ここには黒田如水の好みと伝えられる茶室が移し建てられています。
この茶室がはたして黒田如水の好みになるものかどうか確かなことは判りませんが、先年まで解体して保存されていたものに古図も付け添えられていました。
この席は、現在三石の席と称されていますが、これは、もともとこの席についた露地のなかに如水の子黒田長政、その友人加藤清正、福島正則の三人がそれぞれ一個ずつ露地の捨て石を寄進したという話があるからです。新しく再興された茶室ですから、見た目には古めかしい感じはほとんどしません。
もともと、どんな場所に建っていたのか知りませんが、このような茶室の外観は、切妻造の屋根を主体として前面に庇を付け、そこには突上窓があけられ、それから側面の方にも折れ曲がって庇が付いており、いわば四方正面の姿を示しています。
一隅に躙口をあけ、他方に袖壁をつくって刀掛をこしらえ、草庵茶室の定型を組み立てています。

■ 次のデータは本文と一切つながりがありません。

PR #4717, opened 2025-01-10
Moving Shaded Hills level data and submap logic into fantasy modpack.

MistakeNot4892:
See title. This is largely just reorganisation and proc merging as Pyrelight wants to use this logic for other maps.


code/game/area/areas.dm
```diff
@@ -93,6 +94,10 @@ var/global/list/areas = list()
 	..()
 
 /area/Initialize()
+	if(additional_fishing_results)
```
out-of-phaze: miiiiight be worth using a LAZYLEN check just to avoid creating a zero-len fishing_results list if someone sets `additional_fishing_results` to an empty list, but it's not a huge deal

also i think we could probably null out additional_fishing_results after this but i'm not sure

EDIT: not blocking, the other comment is though

mods/content/fantasy/submaps/_submaps.dm
```diff
@@ -0,0 +1,52 @@
...
+/area/fantasy
+	abstract_type = /area/fantasy
+	allow_xenoarchaeology_finds = FALSE
+	icon = 'mods/content/fantasy/icons/areas.dmi'
+	icon_state = "area"
+	base_turf = /turf/floor/rock/basalt
+	sound_env = GENERIC
+	ambience = list()
+
+/area/fantasy/outside
```
out-of-phaze, line 33: this area has no name by default. it should probably be set to `"\improper Wilderness"` or something to match `/area/shaded_hills/outside` being named `"\improper Grasslands"`?

out-of-phaze (dismissed):

out-of-phaze (approved):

やや外観のまとめ方としては窮屈なところも感じられます。
内部は二畳台目で客座の後ろはいっぱいに連子窓、また躙口の上も柱間いっぱいに連子窓があけられ、かつそれにつづく壁にも横長の下地窓があけられており、ちょっと変わった窓のとり方といえるでしょう。

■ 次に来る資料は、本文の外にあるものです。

PR #4718, opened 2025-01-10
Update Create & Destroy unit test

out-of-phaze:
## Description of changes
Fixes the inconsistency with false positives (and false negatives) in the Create & Destroy test by checking based on gc_destroyed rather than queue time.
Also checks all queues and removes code duplication that handled the queues separately.
Also removes some unnecessary harddel hints by making them harddel normally.
Increases the filter queue time to 1 second rather than 0 seconds.

should make gc tests more consistent?

## Authorship
Taken from latest TG. Lots of PRs included, I'm not going to link them all unless someone specifically asks :(

### DIFF
--- a/code/___compile_options.dm
+++ b/code/___compile_options.dm
@@ -1,7 +1,3 @@
-// The default value for all uses of set background. Set background can cause gradual lag and is recommended you only turn this on if necessary.
-// 1 will enable set background. 0 will disable set background.
-#define BACKGROUND_ENABLED 0
-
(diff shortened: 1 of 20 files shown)


MistakeNot4892 (dismissed):

out-of-phaze:
Not closing, but this PR needs to be split up across multiple branches. It's too big to review like this and runs too high a risk of breaking stuff.

out-of-phaze:
Ready for review now, I split it into separate PRs.

MistakeNot4892 (approved):

PR #4720, opened 2025-01-12
Tweaking flooring procs to allow for multiple flooring layers.

MistakeNot4892:
## Description of changes
- Adds handling to `_flooring` for multiple floor types on the same turf.
- Changes wild grass to be `dirt, grass, wild grass` and adds a snowy grass type (`dirt, grass, snow`).

I would like some input on this one as it is blowing out init time on Shaded Hills 250% (almost a full minute) and there are some odd instances of completely black turfs. 

Allows for things like snow accumulation without ChangeTurf() or overriding the lower turf types.

## Authorship
Myself.

## Changelog
Nothing player-facing currently.

### DIFF
--- a/code/game/turfs/floors/_floor.dm
+++ b/code/game/turfs/floors/_floor.dm
@@ -24,10 +24,6 @@
 	// Flooring data.
 	var/floor_icon_state_override
 
-	// TODO:
-	VAR_PROTECTED/decl/flooring/_base_flooring = /decl/flooring/plating
-	VAR_PROTECTED/decl/flooring/_flooring
-
 	var/const/TRENCH_DEPTH_PER_ACTION = 100
 
 /turf/floor/Initialize(var/ml, var/floortype)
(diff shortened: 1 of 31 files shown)


MistakeNot4892:
Init time is still very bloated, up to 30 seconds from 20, but I fixed the icon issues.

code/game/turfs/floors/_floor.dm
```diff
@@ -96,118 +90,6 @@
...
-		enable_zmimic(z_flags)
-	else
-		disable_zmimic()
-
-	if(copy_from.has_environment_proc && !is_processing)
-		START_PROCESSING(SSobj, src)
-
-	levelupdate()
-
-	for(var/obj/effect/footprints/print in src)
```
MistakeNot4892, line 206: Note to self to reimplement this.

out-of-phaze:
as discussed on discord i think we'll need to do the 3-var approach where we cache the topmost flooring value, and the intermediary layers are in a list var. this will probably result in it accessing being _faster_ than it was before lol

MistakeNot4892:
Appears to be working. Tradeship inits in 10, Ministation inits in 80, Shaded Hills inits in 30, which is same as usual.

out-of-phaze (approved):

普通の場合躙口の真向かいに床が構えられるのですが、ここでは逆に点前座の方に片寄せて構えられており、給仕口のないのも目をひきます。
これはむしろ客座から床を眺める位置を考えてとくにこのように構えをしたのでしょう。
点前座は台目畳ですが、その脇にちょうど不審庵に見るように幅五寸七分の板畳をいれています。
天井は床前がのね板張りの平天井で点前座上は蒲の落天井、その残りの部分は化粧屋根裏になっており、それらを支えて立つ中柱が赤松の皮付ですが、やや細く、おれ曲がりも大分大きいものが使われています。
このように三畳台目の草庵茶室として、とくに間取りの上では板畳を添えただけのいわば定石的な間取りを示していますが、いま述べたように床の配置や窓のあけ方などに少し変わったところが見られ、そういう点に特色があるともいえましょう。
釣棚も普通の場合のように三重棚ではなく、一重で横竹よりも少し高いところに取り付けられています。
こうした好みがはたして如水の好みを伝えたものであるかどうかはまったく知るよしもありません。大徳寺の三玄院には篁庵という茶室があります。
これはもと西本願寺にあったものを明治になって薮内家によって当院に移されたものだといわれております。
茶室は薮内家の燕庵と全く同形式のもので、篁庵の額は本願寺の法如上人ならびに、文如上人によって一字ずつ書かれたものだといわれています。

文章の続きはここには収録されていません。